Ordinal scores are common in health-related research, and many approaches have been described for developing regression models for efficient analysis of these data (Lall et al., 2002). In particular, the modelling of repeated ordinal scores is a widely studied statistical problem and an active area of research; Agresti and Natarajan (2001) provide a comprehensive review of available models and methods. A number of parametric and nonparametric methods have been proposed for analysis of repeated ordinal responses; the two most widely used approaches to modelling differ in their formulation based on either population-averaged or subject specific effects (Diggle et al., 2002). The latter models represent subject (or cluster) effects by a random effects term in the model; see for example Coull and Agresti (2000). The most widely used approach for population-averaged (marginal) models for repeated ordinal responses (e.g. Clayton (1992), Lipsitz et al. (1994), and Kenward et al. (1994)) is the generalized estimating equation (GEE) method originally proposed by Liang and Zeger (1986) for the proportional odds model (McCullagh, 1980); the model formulation follows directly from considering an ordinal score to be a continuous (unobserved) variable that is divided into a small number of categories, in an attempt to provide an objective evaluation of a quantity that would otherwise be impossible to measure directly.
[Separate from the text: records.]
Issue #2400, opened 2025-09-01
Skip zeroing for guaranteed-overwritten data in SegmentAllocator


BrianXu0623:
### Background
I'm implementing a custom` MessageBuilder::SegmentAllocator` function to allocate segments within shared memory and populate them in place. And I'm transferring [AVFrame](https://ffmpeg.org/doxygen/2.7/structAVFrame.html?utm_source=chatgpt.com) as a Cap’n Proto message, which consists of roughly 99.9% video frame blob data (`schema::type::DATA`) and about 0.1% other metadata fields.

I found that Cap’n Proto requires developers to zero-initialize the allocated memory before returning the segment to the arena. However, zeroing a 5.93 MB 1080P AVFrame takes around 29.5 µs, while zeroing only the 5 KB of metadata fields takes about 0.7 µs (measured on my local device).

In my use case, zeroing the video frame data is not necessary because I can guarantee that it will be overwritten later. I think this is a common use case in multimedia processing, and possibly in other scenarios as well, where the message is primarily composed of a large Data or List field that is guaranteed to be overwritten.

### Question
Does Cap’n Proto provide options for users, for skipping zeroing of non-essential memory regions? I understand that this could be achieved if users carefully control the memory layout before allocation, but that would require a complete understanding of Cap’n Proto’s wire format. It would be ideal if there's other simple and flexible ways to achieve this.

I previously did a [patch](https://github.com/capnproto/capnproto/pull/2423) to implement a LazyZero approach, which allows developer to choose not to zero out memory during the AllocateSegment stage. Instead, the necessary segment space is lazily zeroed as the message is being constructed, while certain types/fields can be skipped from zeroing.

I’d like to know if there are already better approaches supported, or if you have any suggestions. Thank you!

kentonv:
This might be a good use case for `Orphanage::referenceExternalData()`. With that, you can take a buffer allocated completely separately and make it part of your message, without having to copy it at all. At the very least, this would allow you to do allocation in a different way where you don't have to pre-zero the buffer. But, depending on how your code is structured, it might allow you to avoid a whole copy, which would be an even bigger win. With multi-megabyte buffers this sort of optimization is worthwhile.

Does that work? If so, great! If not, we can consider a patch to do the zeroing lazily, but it may take some care to get right.

BrianXu0623:
Hello author,
I’d like to bring up this issue again.

[...]

PR #2423, opened 2025-09-30
Lazy zero segment allocation strategy

BrianXu0623:
This PR is for resolving the following issue:
[Skip zeroing for guaranteed-overwritten data in SegmentAllocator #2400
](https://github.com/capnproto/capnproto/issues/2400)

## Summary
Introduce an opt-in `BuilderOptions::LazyZeroSegmentAlloc` that lets callers/allocators avoid pre-zeroing entire segments. By default Cap’n Proto requires allocators (including overridden `allocateSegment`) to return zero-initialized memory. When a caller opts in via `BuilderOptions::LazyZeroSegmentAlloc` **and** uses a custom/overridden `allocateSegment`, the allocator may return an unzeroed segment and Cap’n Proto takes responsibility for zeroing during message construction: it will lazily zero the parts that must be zeroed and skip the regions explicitly configured to be safe to leave uninitialized. This moves the zeroing responsibility from the allocator to the builder in an explicit, opt-in way and reduces unnecessary `memset` work for very large buffers (e.g., big `DATA` blobs).

**Important:** A message builder with custom/overridden `allocateSegment` must be used together with `BuilderOptions::LazyZeroSegmentAlloc`. When opted-in, the allocator no longer needs to call `memset(0)` on the whole segment — Cap’n Proto will perform lazy zeroing and will skip configured areas.

## Key changes
- Added `BuilderOptions` with a nested `LazyZeroSegmentAlloc` struct to control lazy zeroing.
- Introduced `SegmentBuilder::doLazyZeroSegment()` to handle conditional zeroing based on type and options.
- Modified memory allocation paths in `BuilderArena` and `WireHelpers` to use the new lazy zeroing logic.
- Added validation logic to ensure only supported types are skipped for zeroing.
- Exposed new `MessageBuilder` methods to set and get builder options.
- **Future extension:** extend to other field types (large lists, text, nested containers) or to per-field control (by `fieldId` / `fieldName`) so callers can mark specific fields to skip lazy-zero.

## Example
```cpp
// Example usage of a custom `MessageBuilder` that overrides the `allocateSegment` method,
// and enables lazy zero segment allocation for DATA type.
BuilderOptions options;
options.lazyZeroSegmentAlloc.enableLazyZero = true;
options.lazyZeroSegmentAlloc.skipLazyZeroTypes.insert(schema::Type::DATA);
MyCustomMessageBuilder builder(options);
```

## Verification & testing
In a media-processing validation using an [AVFrame](https://ffmpeg.org/doxygen/2.7/structAVFrame.html)-style Cap’n Proto message, skipping pre-zero for a 1080p frame raw-bytes DATA field (~5 MB) reduced message-construction zeroing cost from ~20 µs to ~0.4 µs in our measurement.

## Safety
- Users must ensure correctness for lazily-zeroed fields: if a lazily-skipped region is read before being fully overwritten, the read may return random/dirty (uninitialized) memory — avoid reading skipped regions until you have fully written them.


PeakKS:
I know it doesn't match the current definition of `schema::Type::*`, but it would be better to have the zero selectors as bit flags instead of a `std::set`. Assuming it doesn't blow everything up redefining that enum as bit flags would be much more efficient than allocating skipLazyZeroTypes on the heap and having to do a lookup every time you want to check.

PeakKS:
Also somewhat related to this issue it would be nice to have a way to shrink the size of a data blob after initialization in case you didn't end up writing to the whole thing before you want to send it, removing the need for a additional field to specify the "real" size.

c++/src/capnp/message.h
```diff
@@ -145,6 +147,61 @@ class MessageReader {
...
+    //   options.lazyZeroSegmentAlloc.skipLazyZeroTypes.insert(schema::Type::DATA);
+    //   MyCustomMessageBuilder builder(options);  // Must override allocateSegment
+    //
+    // Supported types for skipping zeroing are validated at runtime.
+    // Current supported types for skipping zeroing includes: [schema::Type::DATA].
+
+    bool enableLazyZero = false;
+    // Indicates whether lazy zero segment allocation is enabled.
+
+    std::set<schema::Type::Which> skipLazyZeroTypes;
```
kentonv, line 186: I think this configurability is more trouble than it is worth.

Realistically I don't think anyone would want to configure zeroing on the basis of type. They _might_ want to opt in on a field-by-field basis, but not on a type basis.

If we wanted to support opting in field-by-field, the way to do it would be to support an alternate form of the `initFoo(size)` method, like `allocateFoo(size)` or `uninitializedFoo(size)`. This approach avoids any possible mistakes, as the specific code that allocates the field is clearly opting into the value being uninitialized and therefore taking responsibility for initializing it.

The other extreme is we could just make in a boolean on the overall `BuilderArena` (`MessageBuilder`), so it applies to the whole message. This is simple but runs the risk of mistakes if the application calls some code to initialize a part of the message and that code isn't aware that zero-init is off. I'm not too keen on this approach as it seems too easy to make mistakes and any mistake is likely a critical security flaw (leaks contents of memory).

c++/src/capnp/arena.c++
```diff
@@ -62,6 +62,23 @@ void SegmentBuilder::throwNotWritable() {
...
+  const BuilderArena* arena = getArena();
+  if (!arena) return;
+
+  const auto& lazyZero = arena->getLazyZeroSegmentAlloc();
+
+  // Skip if lazy zero segment alloc is not enabled.
+  if (! lazyZero.enableLazyZero) return;
+
+  // Skip zeroing for types or fields that are configured to be skipped.
+  if (lazyZero.skipLazyZeroTypes.find(type) != lazyZero.skipLazyZeroTypes.end()) return;
```
kentonv, line 76: The other problem with this configurability is that this lookup is probably very expensive to perform in the hot path of serialization like this.

c++/src/capnp/layout.c++
```diff
@@ -1708,7 +1721,7 @@ struct WireHelpers {
       BuilderArena* orphanArena = nullptr)) {
     // Allocate the space.
     word* ptr = allocate(ref, segment, capTable, roundBytesUpToWords(size),
-                         WirePointer::LIST, orphanArena);
+                         WirePointer::LIST, orphanArena, /*type=*/schema::Type::DATA);
```
kentonv, line 1724: If the data blob's size is not evenly divisible by the word size (8 bytes), then there will be some bytes left over after the end of the data blob which will never be initialized here. E.g. if the application allocates a data blob of size 3, then there will be 5 bytes after it which are not part of the blob, and won't be part of the next allocation either; they'll just be skipped.

It is _critical_ that these bytes be zero'd here. Leaving them uninitialized means that the final message sent to the network will contain random uninitialized bytes, which may contain secrets. This is a major security bug.

In general I'm nervous about this change because of the possibility of bugs like this.

c++/src/capnp/message.h
```diff
@@ -145,6 +147,61 @@ class MessageReader {
...
+    // By default, Cap’n Proto requires allocators (including custom overridden allocateSegment methods)
+    // to return zero-initialized memory. When the caller enables lazy zero segment allocation by setting
+    // `BuilderOptions::lazyZeroSegmentAlloc` and uses a custom/overridden `allocateSegment`, the allocator
+    // may return un-zeroed segments. In this case, Cap’n Proto takes responsibility for
+    // zeroing during message construction: it will lazily zero only the parts of the segment that must
+    // be zeroed, and skip the regions that are explicitly configured as safe to leave un-zeroed.
+    // This approach reduces unnecessary memset work for large allocations (e.g., big `DATA` type blobs).
+    //
+    // IMPORTANT:
+    //   - A customised message builder with an overridden `allocateSegment()` must be used together with
```
kentonv, line 165: Why wouldn't we update `MallocMessageBuilder` to support this?

kentonv:
@PeakKS 
> Also somewhat related to this issue it would be nice to have a way to shrink the size of a data blob after initialization in case you didn't end up writing to the whole thing before you want to send it, removing the need for a additional field to specify the "real" size.

`Orphan<Data>::truncate()` lets you do this! Of course, it can only reclaim memory if the blob is still the last thing allocated in the message.

```
auto orphan = messageBuilder.orphanage().newOrphan<capnp::Data>(estimatedSize);
auto actualSize = fill(orphan.get());
orphan.truncate(acutalSize);
parentStrurct.adoptFoo(kj::mv(orphan));
```

c++/src/capnp/message.h
BrianXu0623: Merry Christmas! Thank you for taking the time to review this.

Thanks for the detailed feedback regarding usage, performance and security. Your concerns make total sense. I will take time to work on making the necessary changes to address these points.

BrianXu0623:
@kentonv 

Thanks for the detailed feedback.

To fully address the concerns regarding the usage, allocation contract and safety requirements, the necessary changes involved a significant refactor, so I decided to open a fresh PR that supersedes this one.

Please review the new PR here: #2485

I will close this PR in favor of the new one. Thanks!

kentonv:
OK, closing this PR in favor of the new one.

(I'm just getting back from holidays and am backlogged, so might take me a bit to get to the new PR, sorry.)

PR #2430, opened 2025-10-25
Build samples with bazel

amfern:
Add bazel build files to the sample folder

### DIFF
--- a/c++/src/capnp/BUILD.bazel
+++ b/c++/src/capnp/BUILD.bazel
@@ -84,10 +84,6 @@ cc_library(
     hdrs = [
         "persistent.capnp.h",
         "reconnect.h",
-        "message.h",
-        "common.h",
-        "layout.h",
-        "any.h",
         "rpc.capnp.h",
         "rpc.h",
         "rpc-prelude.h",


c++/src/capnp/BUILD.bazel
```diff
@@ -74,6 +74,10 @@ cc_library(
         "ez-rpc.h",
         "persistent.capnp.h",
         "reconnect.h",
+        "message.h",
```
amfern: ez-rpc.h is using message.h and other headers... but they were not included.

kentonv: They are from `:capnp`, which is listed as a dep, so it should not be necessary to list them again here.

kentonv: Er, also, `ez-rpc.h` was removed a long time ago?

amfern: Thank you for taking a look at this. I was using an older version and had to add this files.
I have rebased this branch on the v2 branch, so these indeed not needed.

Please take another look.

amfern:
ping @kentonv

kentonv:
What's the motivation for this exactly?

I mean I don't see a problem with it but I'm also not sure I understand the purpose. Is it just to help people learn how to build the samples, or is the intent that the samples should be built by CI, or do you have some need to build these regularly in a reproducible way?

amfern:
It's just to help people learn how to build the samples with bazel. Because it's not obvious how to use the `cc_capnp_library` rule.
Would you like to run it also as part of the CI?

kentonv:
Oh interesting. It didn't actually occur to me this was demonstrating the cc_capnp_library rule. Yes that makes sense.

kentonv:
Thanks!

PR #2434, opened 2025-10-28
bazel: use llvm_toolchains from

amfern:
By using toolchains from Bazel, developers can get started more easily without having to install the appropriate toolchains on their host machines. This approach leverages Bazel’s strengths by decoupling the development environment from the host system.

However downstream developers can still override the toolchains to any of their choosing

GEE methods provide reliable parameter estimates in most situations, however, a number of alternative GEE methods have been suggested that overcome some of the pitfalls in estimation of the correlation parameters that occur in many of the most widely used methods (Chaganty, 1997 and Parsons et al., 2006).
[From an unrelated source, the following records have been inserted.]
PR #2437, opened 2025-10-30
Add ConstString::clone() method

fhanau:
This allows us to elide memory allocations for literal string constants.

### DIFF
--- a/c++/src/kj/string-test.c++
+++ b/c++/src/kj/string-test.c++
@@ -383,54 +383,6 @@ KJ_TEST("ConstString literal operator") {
   KJ_EXPECT(theString == "it's a const string!");
 }
 
-KJ_TEST("ConstString promotion") {
-  kj::StringPtr theString = "it's a const string!";
-  kj::ConstString constString = theString.attach();
-  KJ_EXPECT(constString == "it's a const string!");
-}
-
-struct DestructionOrderRecorder {
-  DestructionOrderRecorder(uint& counter, uint& recordTo)
-    : counter(counter), recordTo(recordTo) {}
-  ~DestructionOrderRecorder() {
-    recordTo = ++counter;
-  }
-
-  uint& counter;
-  uint& recordTo;
-};
-
-KJ_TEST("ConstString attachment lifetimes") {
-  uint counter = 0;
-  uint destroyed1 = 0;
-  uint destroyed2 = 0;
-  uint destroyed3 = 0;
-
-  auto obj1 = kj::heap<DestructionOrderRecorder>(counter, destroyed1);
-  auto obj2 = kj::heap<DestructionOrderRecorder>(counter, destroyed2);
-  auto obj3 = kj::heap<DestructionOrderRecorder>(counter, destroyed3);
-
-  StringPtr theString = "it's a string!";
-  const char* ptr = theString.begin();
-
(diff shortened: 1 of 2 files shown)


c++/src/kj/array.h
```diff
@@ -275,8 +275,12 @@ class Array {
 private:
   T* ptr;
   size_t size_;
+public:
```
fhanau: I assume we don't actually want this to be public – to check if a ConstString is based on a string literal, we could either add a `bool Array<T>::isNullDisposer()` function here or introduce a simple boolean variable within ConstString that is set when constructing from LiteralStringConst.

fhanau:
Semi-related: `ConstString::attach()` feels like a serious footgun – there are only two uses I was able to find and one of them led to a UaF in workerd when I tried to use the clone() method on a variable derived from it since it also uses the NullArrayDisposer. It is possible to use it safely, but perhaps the potential for misuse is bigger than the potential gain here.

c++/src/kj/array.h
kentonv: `bool Array<T>::hasNullDisposer()` makes sense to me. Or a `getDisposer()` is probably OK too. But yeah I wouldn't make the field itself public.

kentonv:
> Semi-related: ConstString::attach() feels like a serious footgun

I don't see any `attach()` method in `ConstString`.

Maybe you meant `StringPtr::attach()`, which returns a `ConstString`?

Yeah, the no-argument version of this function seems problematic. It's only ever safe to use on a string literal, but if you have a string literal then you don't need it because you can construct `ConstString` directly. The function is problematic even in the absence of `clone()` -- if your StringPtr has limited lifetime, and you turn it into `ConstString`, then that `ConstString` can't safely be moved, which seems pretty broken.

c++/src/kj/array.h
fhanau: Updated to add `hasNullDisposer()`.

fhanau:
> Yeah, the no-argument version of this function seems problematic. It's only ever safe to use on a string literal, but if you have a string literal then you don't need it because you can construct `ConstString` directly. The function is problematic even in the absence of `clone()` -- if your StringPtr has limited lifetime, and you turn it into `ConstString`, then that `ConstString` can't safely be moved, which seems pretty broken.

Added a commit getting rid of `StringPtr::attach()` the version with arguments is wholly unused (except for its unit test), the version without arguments only had two uses downstream which were easy to convert.

c++/src/kj/string-test.c++
```diff
@@ -383,52 +383,16 @@ KJ_TEST("ConstString literal operator") {
...
-  combined = nullptr;
-
-  KJ_EXPECT(destroyed1 == 1, destroyed1);
-  KJ_EXPECT(destroyed2 == 2, destroyed2);
-  KJ_EXPECT(destroyed3 == 3, destroyed3);
+KJ_TEST("ConstString clone") {
+  // Clone from string literal
+  kj::ConstString literalConst = "foo"_kjc;
+  kj::ConstString literalClone = literalConst.clone();
+  KJ_EXPECT(literalClone == "foo");
```
kentonv, line 390: Perhaps worth verifying that the clone of a literal has the same location -- no copy was created.

And then for the heap clone below, verify this isn't the case.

Commercial software for model fitting using the GEE method is now widely available (Horton and Lipsitz, 1999), although implementation for ordinal regression models is often difficult, even for an experienced user. In practice in many clinical trials, information in the data is often not used efficiently, and ordinal scores are treated as if they were continuous variables for the purposes of analysis (Forrest and Andersen, 1986, Lavalley and Felson, 2002 and Jakobsson, 2004); the main reason for this is the lack of available, simple to use, statistical tools. In order to address this perceived problem we have generalized and extended the algorithm originally suggested by Parsons et al. (2006), which they show to be particularly robust and reliable, for model parameter estimation and analysis of typical clinical trials data and written functions for routine implementation and distribution in the freely available statistical software R (R Development Core Team, 2007). We extend the methodology, which was previously only available for the very limited case of complete ordinal scores recorded at evenly spaced time intervals with an assumed first-order autoregressive correlation model, in a number of ways that will facilitate more widespread use for analysis of data from clinical trials. To achieve this, we develop correlation models that accommodate positively correlated repeated ordinal scores within subjects recorded at any desired spacing of time intervals and, as data from clinical follow-up are in general incomplete due to patient drop-out, we modify the algorithm to allow missing data in either the response or explanatory variables, and also incorporate a formal test of the proportional odds assumption into the algorithm. We introduce the proportional odds model in Section 2.1, describe an algorithm for parameter estimation in Section 2.3 and give examples of correlation models appropriate for clinical trial data in Section 2.4. Section 3 describes R functions that implement the GEE method, and other available methods in R for modelling ordinal score data, and Section 4 demonstrates model fitting for two example sets of data; first a surgical trial of post-operative treatment after rupture of the Achilles tendon and second, a study of patient pain response after hip joint resurfacing.